» AIM OF THE TASK
The job is to find each line in the entries holding the string "False" and copy that line.

» PROVIDED MATERIAL
[Start of Attachment]

PR #2373, opened 2024-11-22
add polling to tcp and ssl layer

jeanADI:
## Pull Request Description

Building on this commit: https://github.com/analogdevicesinc/no-OS/commit/8ca2a15b8b7cc7a53985bf5a773bdd99f4bc63bc#diff-f9781ad4653f9192f0521846b4116a5b34ae3c2abd2c4256ee0a813e3f947aa4R158

Currently, all devices (ADIN1110 and ADIN2111) which may be used with
the LWIP sockets layer require polling for new frames.

This polling was already added before socket_recv() in the mqtt layer, now adding it to the tcp and ssl layers. 

## PR Type

## PR Checklist

### DIFF
--- a/network/tcp_socket.c
+++ b/network/tcp_socket.c
@@ -41,6 +41,7 @@
 #include "tcp_socket.h"
 #include "no_os_util.h"
 #include "no_os_alloc.h"
+#include "no_os_delay.h"
 
 #ifndef DISABLE_SECURE_SOCKET
 #include "noos_mbedtls_config.h"
@@ -104,6 +105,26 @@ static int tls_net_recv(struct tcp_socket_desc *sock, unsigned char *buff,
 {
 	int32_t ret;
 
+#ifdef NO_OS_LWIP_NETWORKING
+	/*
+	 * Currently, the LWIP networking layer doesn't implement packet RX
+	 * using interrupts, so we have to poll.
+	 *
+	 * Timeout defaults to 500ms
+	 */
+	int i = 0;
+	do {
+		ret = no_os_lwip_step(sock->net->net, NULL);
+
+		if (ret == 0) {
+			break;
+		}
+
+		no_os_mdelay(1);
+		i++;
+	} while (i < LWIP_POLLING_TIMEOUT_MS);
+
+#endif /* NO_OS_LWIP_NETWORKING */
 	ret = sock->net->socket_recv(sock->net->net, sock->id, buff, len);
 	if (ret == -EAGAIN)
 		return MBEDTLS_ERR_SSL_WANT_READ;
--- a/network/lwip_raw_socket/lwip_socket.c
+++ b/network/lwip_raw_socket/lwip_socket.c
@@ -873,7 +873,27 @@ static int32_t lwip_socket_connect(void *net, uint32_t sock_id,
 
 	pcb = socket->pcb;
 
-	return tcp_connect(pcb, &ipaddr, addr->port, lwip_connect_callback);
+	ret =  tcp_connect(pcb, &ipaddr, addr->port, lwip_connect_callback);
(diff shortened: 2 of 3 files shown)


network/tcp_socket.c
```diff
@@ -339,7 +353,21 @@ int32_t socket_connect(struct tcp_socket_desc *desc,
...
+		 * Adding this as a temporary workaround, based off this commit: https://github.com/analogdevicesinc/no-OS/commit/8ca2a15b8b7cc7a53985bf5a773bdd99f4bc63bc#diff-f9781ad4653f9192f0521846b4116a5b34ae3c2abd2c4256ee0a813e3f947aa4R158
+		 * 
+		 * Previously this polling was only applied to the mqtt layer
+		 */
+	int i = 500;
+	while(i>0){
+		no_os_lwip_step(desc->net->net, NULL);
+		i--;
+	}
+#endif /*NO_OS_LWIP_NETWORKING*/
```
CiprianRegus, line 370: Instead of doing this, I'd say we move this sequence after: https://github.com/analogdevicesinc/no-OS/blob/main/network/lwip_raw_socket/lwip_socket.c#L876

Also, you'll need to add a delay (1ms for example) between `no_os_lwip_step()` calls. This way we could configure the timeout.

CiprianRegus:
Hi @jeanADI

A few things which you'll have to change:
- Sign the CLA posted above by @CLAassistant
- Add a commit message in which you explain what is wrong and how your solution works. We prefer to have this in the commit message instead of the PR description because it's easier to check the reason for a commit that way.
- Sign the commit (see other commit messages in this repository, e.g https://github.com/analogdevicesinc/no-OS/commit/054757a19bfbdca5b40a86b04e7816c3bf7ded07 ).
- Code indentation looks off, please fix it.

network/tcp_socket.c
jeanADI: Thank you, I've now used the no_os_delay method and moved this sequence to the lwip_socket_connect function. My project still builds and runs correctly with the change

CiprianRegus:
Code changes due to review suggestions should be applied to the original commit, instead of creating a new one. So you should squash the 2 commits and keep the description of the second one.

Also, `no_os_lwip_step()` should be called until the connection is established or when the timeout (500 ms in your case) expires. I would also define a macro for the timeout, so it can be configured by the user.

kister-jimenez:
Hi @jeanADI , please format your commit message similar to commit [054757](https://github.com/analogdevicesinc/no-OS/commit/054757a19bfbdca5b40a86b04e7816c3bf7ded07) suggested in the previous comment.

It's easier to know what will be affected based on the subject if you format it like "network: ...". 

If possible, use 50 characters for the subject and wrap the commit body lines every 72 characters. You may also want to move some of the comments in the code you added to this commit message body.

CiprianRegus (approved):

CiprianRegus:
Please run `./ci/astyle.sh` locally to fix the CI issue.

jeanADI:
> Please run `./ci/astyle.sh` locally to fix the CI issue.

Hi Ciprian, I've run astyle yesterday and I believe reformatted my new code as a result. However, when I did it also edited much of the `tcp_socket.c` and  `lwip_socket.c` files, I didn't add these changes. I'm not sure if this is why the tests or failing or if it is the new code - I cannot find detailed test output to see where astyle is failing.

CiprianRegus:
This commit https://github.com/analogdevicesinc/no-OS/commit/19084c7abea7e9fc644e8a57acad9a7e1c382cfa was merged to main. Can you please rebase your branch and push again?

buha:
closing for now, feel free to reopen when you have a fix

PR #2374, opened 2024-11-23
tools: generic.mk: fix race-y builds with 'flags.txt' files generation

commodo:
## Pull Request Description

In PR https://github.com/analogdevicesinc/no-OS/pull/2358 a functionality was added to regenerate the 'flags.txt' files. But under some parallel builds, this seems to have a few race-conditions, where some files aren't generated when they're needed.

This changeset tries to fix this.

## PR Type

## PR Checklist


buha:
i think it'd be best to squash them into 1 good commit

buha (approved):

PR #2375, opened 2024-11-23
tools: generic.mk: add NO_OS_INC_DIRS build var for pulling header files tools

commodo:
## Pull Request Description

This is inspired by the SRC_DIRS build variable, but only focuses on
include files. Using the SRC_DIRS can be problematic, as it pulls
every .c & .h file from a directory.
    
But in some cases, we just want to pull in the header files. These header
files will only get compiled if a .c file pulls them in.
    
If this build variable is unspecified, it will be empty, so nothing will be
done (to potentially affect current projects).

## PR Type

## PR Checklist

### DIFF
--- a/projects/ad7606x-fmc/src.mk
+++ b/projects/ad7606x-fmc/src.mk
@@ -1,16 +1,25 @@
 # Project includes + source code
-INCS := $(PROJECT)/src/parameters.h      \
-        $(PROJECT)/src/common_data.h
 SRCS := $(PROJECT)/src/common_data.c
+
+NO_OS_INC_DIRS := \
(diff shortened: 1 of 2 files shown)


commodo:
Changelog v1 -> v2:
* renamed INC_DIRS -> NO_OS_INC_DIRS ;  Mbed seems to have an INC_DIRS variable and this seems to collide with it in some builds

amiclaus (approved):

commodo:
Changelog v2 - v3:
- rebased on newer main
- squashed commits into one

buha (approved):

PR #2385, opened 2024-12-02
Add uart_map in MAX32665 uart extras.

cencarna:
## Pull Request Description

This adds max_uart_map in the init_param of the MAX32665 UART driver.
By default, the console UART for the MAX32665FTHR uses MAP_B, while the
EvKit_V1's uses MAP_A based on their corresponding BSPs [here](https://github.com/analogdevicesinc/msdk/blob/main/Libraries/Boards/MAX32665/FTHR/Source/board.c#L98) and [here](https://github.com/analogdevicesinc/msdk/blob/main/Libraries/Boards/MAX32665/EvKit_V1/Source/board.c#L248).

The sys_map_t is undocumented in the MSDK docs but it appears it sets
specific GPIO configs which varies with different board form factors according
to [here](https://github.com/analogdevicesinc/msdk/blob/main/Libraries/PeriphDrivers/Source/UART/uart_me14.c#L64). This change will allow users to access EvKit_V1 UART at the application
level without touching the platform drivers.

Furthermore, this introduces the new enum max_uart_map that sets MAP_B
as default to avoid breaking changes with adjacent projects that uses the
MAX32665FTHR board.

## PR Type

## PR Checklist

### DIFF
--- a/drivers/platform/maxim/max32660/maxim_uart.c
+++ b/drivers/platform/maxim/max32660/maxim_uart.c
@@ -244,6 +244,7 @@ static int32_t max_uart_init(struct no_os_uart_desc **desc,
 {
 	int32_t ret;
 	int32_t stop, size, flow, parity;
+	sys_map_t map;
 	mxc_uart_regs_t *uart_regs;
 	struct max_uart_init_param *eparam;
 	struct no_os_uart_desc *descriptor;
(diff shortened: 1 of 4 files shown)


cencarna:
Astyle fails but this is already outside my changes. Let me know if this should be fixed in this pull request.

buha:
regarding the astyle issue, yeah we know where it's coming from and we'll come up with a PR to fix it

you will then have to rebase on main once the fix is merged so that the error disappears

buha:
can you please rebase now on `main` branch ? the astyle error should disappear

buha (dismissed):

buha:
does this need to be added to the other maxim targets as well ? or is it a feature of max32665 specifically ?

cencarna:
changelog v2:

- Dropped UART_MAP_DEFAULT, first enum member (which maps to zero) is now set as default
- Added similar changes for MAX32660 as well. [This](https://github.com/analogdevicesinc/msdk/blob/main/Libraries/PeriphDrivers/Source/UART/uart_me11.c#L83) suggests the device supports three maps.

buha (approved):

PR #644, opened 2018-04-25
Added handling for praw errors in email notifications

### LINKED ISSUE #639: Cancel email notification for users that have been removed from the channel
https://sentry.io/mit-office-of-digital-learning/discussions/issues/535037643/events/18698378440/

rhysyngsun:
Fixes #639 

#### What's this PR do?
This PR adds a decorator/contextmanager that is used to translate praw errors to notification cancellation errors instead. These errors can happen when the user no longer has permissions to certain objects in Reddit, so sending a notification for them isn't useful.

Most of the translation logic was inspired by `channels.utils.translate_praw_exceptions()`, so this covers a bit more than just the error reported by Sentry so we don't have to revisit this for edge cases we've already hit in other areas.

Only added this to comment notifications because we haven't seen it for the frontpage yet and that situation would be more complicated anyway.

- Stop your celery worker: `docker-compose stop celery`
- Ensure your notification settings for comments are set to "immediate"
- Subscribe to a post (or create a new one) in a private channel
- Comment on the post
- Remove your user from the channel the post is in via the shell: `channels.api.Api.remove_contributor('USERNAME')`
- Start the celery worker: `docker-compose start celery`
- After about a minute it should try to send the email and it should cancel the notification instead of raising an error. You can verify this with:
```python
from discussions.models import EmailNotification
assert EmailNotification.objects.order_by('id').last().state == EmailNotification.STATE_CANCELED
```

This came up when I searched giphy for "cancel" so why not?

Cancel

### DIFF
--- a/notifications/utils.py
+++ b/notifications/utils.py
@@ -3,6 +3,12 @@ from contextlib import contextmanager
 import logging
 
 from django.db import transaction
+from praw.exceptions import APIException, PRAWException
+from prawcore.exceptions import (
+    Forbidden,
+    NotFound,
+    Redirect,
+)
 
 from notifications.notifiers.exceptions import CancelNotificationError
 from notifications.models import EmailNotification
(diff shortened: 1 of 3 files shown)


notifications/utils.py
```diff
@@ -46,3 +52,21 @@ def mark_as_sent_or_canceled(notification):
...
+def praw_error_to_cancelled():
+    """Raises CancelNotificationErrors from certain praw errors, otherwise raises the original error"""
+    try:
+        yield
+    except (Forbidden, NotFound, Redirect) as exc:
+        raise CancelNotificationError() from exc
+    except APIException as exc:
+        if exc.error_type in ('SUBREDDIT_NOTALLOWED', 'SUBREDDIT_NOEXIST', 'DELETED_COMMENT'):
+            raise CancelNotificationError() from exc
+        raise
```
noisecapella: Can you add a test for this case, where the exception doesn't match any of the other cases?

rhysyngsun:
@noisecapella all set

PR #651, opened 2018-04-27
Add management command to index comments and posts

### LINKED ISSUE #641: Create (and re-create) index using existing posts and comments

noisecapella:
Fixes #641 

#### What's this PR do?
Adds a management command to iterate over posts and comments that the user is subscribed to. 

First, delete the elasticsearch docker container and recreate it.

Add a new environment variable `INDEXING_API_USERNAME` with a username which is subscribed to the channels you wish to index (you may want to use `mitodl` which is the default user used to index from micromasters).

Run `./manage.py index_content`. You should see a celery task id being output, then the management command should wait. Run `sudo reddit-restart` in the reddit shell to temporarily interrupt reddit, to assert the autoretry functionality. (Make sure to run `docker-compose build` beforehand, the latest version of celery is required.)

Before it is done, go to `localhost:9101/_alias` and verify that there is an alias ending with `_reindexing` and none ending with `_default`. After the reindex completes go to that URL again. You should not see any alias ending with `_reindexing` but there should be one ending with `_default`.

Go to `localhost:9101/_search`. You should see many documents.


search/indexing_api_test.py
```diff
@@ -73,3 +85,78 @@ def test_increment_document_integer_field(mocked_es):
...
+    post_id = 'post_id'
+    index_post(user.username, post_id)
+
+    get_alias_mock.assert_called_once_with()
+    api_mock.assert_called_once_with(user)
+    client = api_mock.return_value
+    client.get_post.assert_called_once_with(post_id)
+    post = client.get_post.return_value
+
+    assert serialize_mock.call_count == len(aliases)
```
gsidebo: Probably not necessary. The loop at line 155 effectively checks this

search/tasks.py
```diff
@@ -35,3 +74,127 @@ def update_document_with_partial(doc_id, partial_data):
...
+def start_recreate_index(self, api_username):
+    """
+    Wipe and recreate index and mapping, and index all items.
+
+    Args:
+        api_username (str): The reddit username to use when crawling data
+    """
+    from channels.api import Api
+
+    user = User.objects.get(username=api_username)
```
gsidebo: We were planning on having a single admin user for crawling & indexing, right? Would it make more sense to define a setting for the crawler/indexer username and use that in all of these tasks rather than accepting a parameter?

search/tasks.py
```diff
@@ -35,3 +74,127 @@ def update_document_with_partial(doc_id, partial_data):
...
+    raise self.replace(
+        chain(
+            index_channels,
+            finish_recreate_index.si(new_backing_index),
+        )
+    )
+
+
+@app.task
+def finish_recreate_index(backing_index):
```
gsidebo: Our other tasks are basically pass-throughs that turn logic in `indexing_api.py` into asynchronous tasks. I think it might be useful to do the same here. At least in development I imagine we could get some use from having this functionality available outside of celery tasks. There's also the issue of having essential index manipulation logic in 2 different places. If there's a compelling reason to leave this logic inside of tasks, or it's just too annoying, let me know

search/tasks_test.py
```diff
@@ -40,3 +56,180 @@ def test_increment_document_integer_field_task(mocked_api):
     increment_document_integer_field(*indexing_api_args)
     assert mocked_api.increment_document_integer_field.call_count == 1
     assert mocked_api.increment_document_integer_field.call_args[0] == indexing_api_args
+
+
+def test_wrap_retry_exception():
+    """wrap_retry_exception should raise RetryException when other exceptions are raised"""
+    with wrap_retry_exception(KeyError):
+        # Should not raise an exception
+        pass
```
gsidebo: Can you explain what this is doing? Is that docstring accurate?

search/tasks_test.py
```diff
@@ -40,3 +56,180 @@ def test_increment_document_integer_field_task(mocked_api):
...
+    api_username = 'username'
+    post_id = 'post_id'
+    index_post.delay(api_username, post_id)
+
+    index_post_mock.assert_called_once_with(api_username, post_id)
+    wrap_mock.assert_called_once_with(PrawcoreException, PRAWException)
+
+
+def test_index_channel(mocker):
+    """index_channel should all posts of a channel"""
```
gsidebo: should *index* all posts of a channel

search/tasks_test.py
```diff
@@ -40,3 +56,180 @@ def test_increment_document_integer_field_task(mocked_api):
...
+    user = UserFactory.create()
```
gsidebo: Can you use the `fixtures.users.user` fixture here?

search/tasks_test.py
```diff
@@ -40,3 +56,180 @@ def test_increment_document_integer_field_task(mocked_api):
...
+    index_post_mock = mocker.patch('search.tasks.index_post', autospec=True)
+    api_mock = mocker.patch('channels.api.Api', autospec=True)
+
+    expected_exception = ZeroDivisionError
```
gsidebo: Can you explain the need for this?

search/tasks_test.py
```diff
@@ -40,3 +56,180 @@ def test_increment_document_integer_field_task(mocked_api):
...
+    channel_name = 'channel'
+    with pytest.raises(expected_exception):
+        index_channel.delay(user.username, channel_name)
+
+    api_mock.assert_called_once_with(user)
+    get_channel_mock.assert_called_once_with(channel_name)
+
+    wrap_mock.assert_called_once_with(PrawcoreException, PRAWException)
+    assert group_mock.call_count == 1
+    list(group_mock.call_args[0][0])  # iterate through generator
```
gsidebo: Confused about this as well. Needs a more descriptive comment at the very least

search/tasks_test.py
```diff
@@ -40,3 +56,180 @@ def test_increment_document_integer_field_task(mocked_api):
...
+
+    replace_mock = mocker.patch('celery.app.task.Task.replace', return_value=expected_exception)
+    group_mock = mocker.patch('search.tasks.group', autospec=True)
+    get_channel_mock = api_mock.return_value.get_channel
+    post1 = mocker.Mock(id=1)
+    post2 = mocker.Mock(id=2)
+    get_channel_mock.return_value.new.return_value = [
+        post1,
+        post2,
+    ]
```
gsidebo: Nit: can shorten

```python
    posts = [mocker.Mock(id=i) for i in (1,2)]
    get_channel_mock.return_value.new.return_value = posts
```

search/tasks.py
```diff
@@ -35,3 +74,127 @@ def update_document_with_partial(doc_id, partial_data):
...
+    Args:
+        api_username (str): API username
+        channel_name (str): The name of the channel
+    """
+    with wrap_retry_exception(PrawcoreException, PRAWException):
+        from channels.api import Api
+
+        client = Api(User.objects.get(username=api_username))
+        channel = client.get_channel(channel_name)
+        post_ids = [post.id for post in channel.new()]
```
gsidebo: Seems like there should be an added channel API method for this. `get_channel_posts` or something like that

search/tasks_test.py
```diff
@@ -40,3 +56,180 @@ def test_increment_document_integer_field_task(mocked_api):
...
+    chain_mock.assert_called_once_with(
+        group_mock.return_value,
+        finish_recreate_index_mock.si.return_value,
+    )
+    assert replace_mock.call_count == 1
+    assert replace_mock.call_args[0][1] == chain_mock.return_value
+
+
+@pytest.mark.parametrize("default_exists", [True, False])
+def test_finish_recreate_index(mocker, default_exists):
```
gsidebo: This test case is really long, which makes the forked logic even tougher to sort out. You could potentially parametrize like this to get rid of at least some of the ifs:

```python
@pytest.mark.parametrize(
    "default_exists,backing_index_name,expected_alias_remove,expected_index_delete", [
        [True, 'old_index', True, True],
        [False, 'old_index', False, False],
    ]
)
```

search/tasks.py
noisecapella: Makes sense to me

search/tasks_test.py
noisecapella: That's a little confusing, it's meant to show that when an exception is not raised inside the context, it's not raised outside the context either. I'll see if I can modify to explain further

search/tasks_test.py
noisecapella: The Celery tasks are chained together, and to ensure that the parent task waits for all the other child tasks you can `raise self.replace(new_task_here)`. That will tell Celery to stop running code from the parent task and start running code from the child task(s), and it will also keep the same task id, which is important for other code waiting on it.

The Celery docs recommend `raise self.replace(...)` over just `self.replace(...)` because it tells the reader that the code ends there: http://docs.celeryproject.org/en/master/reference/celery.app.task.html#celery.app.task.Task.replace

Should I add a comment explaining that? I can add one at least for `ZeroDivisionError` to say that the exception doesn't matter.

search/tasks_test.py
noisecapella: The `group(...)` which is called is actually operating on a generator, not a list. To assert the functions being called inside the generator we need to force iteration so that the calls are made. Do you think `list(...)` works for that here or should I do something else?

search/tasks.py
noisecapella: There is actually, I used `list_posts`

search/tasks_test.py
noisecapella: I'm not sure that parameterization would help. I moved the logic to test_switch_indices, can you take a second look?

noisecapella:
Ok I think that's all comments

search/tasks_test.py
```diff
@@ -40,3 +54,121 @@ def test_increment_document_integer_field_task(mocked_api):
...
+    matching_exception = RetryException if matching else TabError
+    with pytest.raises(matching_exception):
+        with wrap_retry_exception(KeyError):
+            raise_thing()
+
+
+def test_index_post_with_comments(mocker):
+    """index_post should call the api function of the same name"""
+    index_post_mock = mocker.patch('search.indexing_api.index_post_with_comments')
+    wrap_mock = mocker.patch('search.tasks.wrap_retry_exception')
```
gsidebo: This only shows up in 2 test cases (this one, `test_index_channel`), but I think it's worth it to get rid of some boilerplate by turning this patch and our assertions into a fixture:

```python
@pytest.fixture()
def wrap_retry_mock():
    """Patches the wrap_retry_exception context manager and asserts that it was called by any test that uses it"""
    wrap_mock = mocker.patch('search.tasks.wrap_retry_exception')
    yield
    wrap_mock.assert_called_once_with(PrawcoreException, PRAWException)

def test_index_post_with_comments(mocker, wrap_retry_mock):
    # ...
```

search/tasks_test.py
```diff
@@ -40,3 +54,121 @@ def test_increment_document_integer_field_task(mocked_api):
...
+    wrap_mock.assert_called_once_with(PrawcoreException, PRAWException)
+
+
+def test_index_channel(mocker, settings, user):
+    """index_channel should index all posts of a channel"""
+    settings.INDEXING_API_USERNAME = user.username
+    index_post_mock = mocker.patch('search.tasks.index_post_with_comments', autospec=True)
+    api_mock = mocker.patch('channels.api.Api', autospec=True)
+
+    expected_exception = ZeroDivisionError
```
gsidebo: I read your earlier comment. In this case I think it's best to pull this patching logic out into a separate fixture to make the actual tests clearer. The fixture can patch `celery.app.task.Task.replace`, `search.tasks.group`,`search.tasks.chain`, and any other celery library functions that we might need to patch in the future. The return value for that fixture can also include this exception so the `pytest.raises` assertion would look something like this: `with pytest.raises(celery_mock.expected_exception):`. Anything we can do to isolate this finicky library patching and clarify the actual intent of the tests would be really helpful here IMO.

search/tasks_test.py
```diff
@@ -40,3 +54,121 @@ def test_increment_document_integer_field_task(mocked_api):
...
+    )
+    finish_recreate_index_mock = mocker.patch('search.tasks.finish_recreate_index', autospec=True)
+
+    with pytest.raises(TabError):
+        start_recreate_index.delay()
+
+    create_backing_index_mock.assert_called_once_with()
+    finish_recreate_index_mock.si.assert_called_once_with(backing_index)
+    assert group_mock.call_count == 1
+    list(group_mock.call_args[0][0])  # iterate through generator
```
gsidebo: Suggested comment: 

```
Celery's 'group' function takes a generator as an argument. In order to make assertions about the items
in that generator, 'list' is being called to force iteration through all of those items.
```

search/tasks_test.py
noisecapella: Sounds good

search/indexing_api.py
```diff
@@ -122,3 +143,98 @@ def increment_document_integer_field(doc_id, field_name, incr_amount):
...
+    """
+    from channels.api import Api
+
+    conn = get_conn()
+    api_username = settings.INDEXING_API_USERNAME
+    client = Api(User.objects.get(username=api_username))
+    post = client.get_post(post_id)
+    comments = post.comments
+    # Make sure all morecomments are replaced before serializing
+    comments.replace_more(limit=None)
```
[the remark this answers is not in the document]
noisecapella: I'm going to leave this since I'm not sure how to do that cleanly, if you have a suggestion let me know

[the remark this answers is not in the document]
gsidebo: I was thinking something like: 

```python
def get_all_comments(self, post_id):
  post = self.get_post(post_id)
  comments = post.comments
  comments.replace_more(limit=None)
  return comments
```

Don't know if that does what we would need it to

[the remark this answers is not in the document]
noisecapella: That function would need to return the post so that we could serialize it later in the function. I'm not sure how intuitive it would be to return a post from that function when `list_comments` returns a `CommentTree`

search/indexing_api.py
```diff
@@ -77,12 +96,13 @@ def create_document(doc_id, data):
...
-        body=data,
-        id=doc_id,
-    )
+    for alias in get_active_aliases():
+        return conn.create(
+            index=alias,
+            doc_type=GLOBAL_DOC_TYPE,
+            body=data,
+            id=doc_id,
+        )
```
gsidebo: This returns immediately for the first item. Any items after that will be ignored

search/indexing_api.py
```diff
@@ -94,12 +114,13 @@ def _update_document(doc_id, data, update_key=None):
         data (dict): Full ES document data
     """
     conn = get_conn(verify=True)
-    return conn.update(
-        index=settings.ELASTICSEARCH_INDEX,
-        doc_type=GLOBAL_DOC_TYPE,
-        body={update_key: data},
-        id=doc_id,
-    )
+    for alias in get_active_aliases():
```
gsidebo: Same deal as above

search/indexing_api.py
noisecapella: Yeah that needs to be fixed... do we need the value returned from this function? If not I'm just going to remove that part

noisecapella:
Ok, it's updated now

[End of Attachment]

» TASK SOLUTION
+@pytest.mark.parametrize("default_exists", [True, False])
        [False, 'old_index', False, False],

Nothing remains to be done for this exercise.